Somos absolutamente inocentes. Disso tenho a certeza. Mas somos uma geração
intermediária, uma geração forçosamente esmagada. Nossas novas exigências vieram se
somar ao muito que de nós já se exigia. Nada nos foi aliviado. E não podemos ser nós as
culpadas por esta sobrecarga.

A única culpa que talvez tenhamos, se culpa se pode chamar, é a de não reconhecer isso. De
não aceitar a insegurança como natural. Estamos desmatando, abrindo caminho para as
outras, e é apenas justo que no traçado desse novo caminho tenhamos hesitações.

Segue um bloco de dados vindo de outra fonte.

PR #87376, opened 2024-01-19
SCons: Add `num_jobs` as an explicit option so it can be set from other sources

shana:
The `-j` flag is only settable via the command line, which makes it hard to configure when running builds from places like VS, where the flag isn't easily exposed or configurable.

Precisamos, urgentemente, aprender a conviver com elas sem tanto sofrimento. E a usá-las a
nosso favor, se, a cada vez que a incerteza aponta, a jogamos para a frente, a passarmos
adiante, outros serão obrigados a participara dela, a fazê-la sua. Como no caso do bebê
canadense.
Os problemas, esses problemas todos que nós sofremos, até mesmo envergonhadas de sofrê-
los, não são pessoais. São coletivos. E cabe à coletividade resolvê-los. Mas não nos façamos
ilusões. Os outros só seguram um problema quando são obrigados, nunca espontaneamente. E
quem tem que criar a obrigatoriedade somos nós. A moça canadense se arriscou a ser
despedida. Mas ela sabia que se fosse despedida poderia criar um caso jurídico, e venceria. Ela
não foi vista com simpatia pela chefe. Mas todas as outras mulheres do instituto se
identificaram com seu problema e viram nela uma solução. A partir daquela data, quem tiver
um filho doente o trará para o trabalho, porque há um precedente. E o instituto se verá na
obrigação de criar uma solução. O bebê da funcionária deixa assim de ser apenas o bebê da
funcionária, e se transforma no filho da sociedade, ao qual a sociedade tem que prover.

Olho a mulher ao lado. Que me olha. Mas, enquanto uma procurar na outra a receita para o
seu problema, não chegaremos a conclusão nenhuma. A conclusão virá quando,
reconhecendo-nos semelhantes, juntarmos nossos dois problemas e exigirmos a solução
àqueles que absolutamente não estão nos olhando.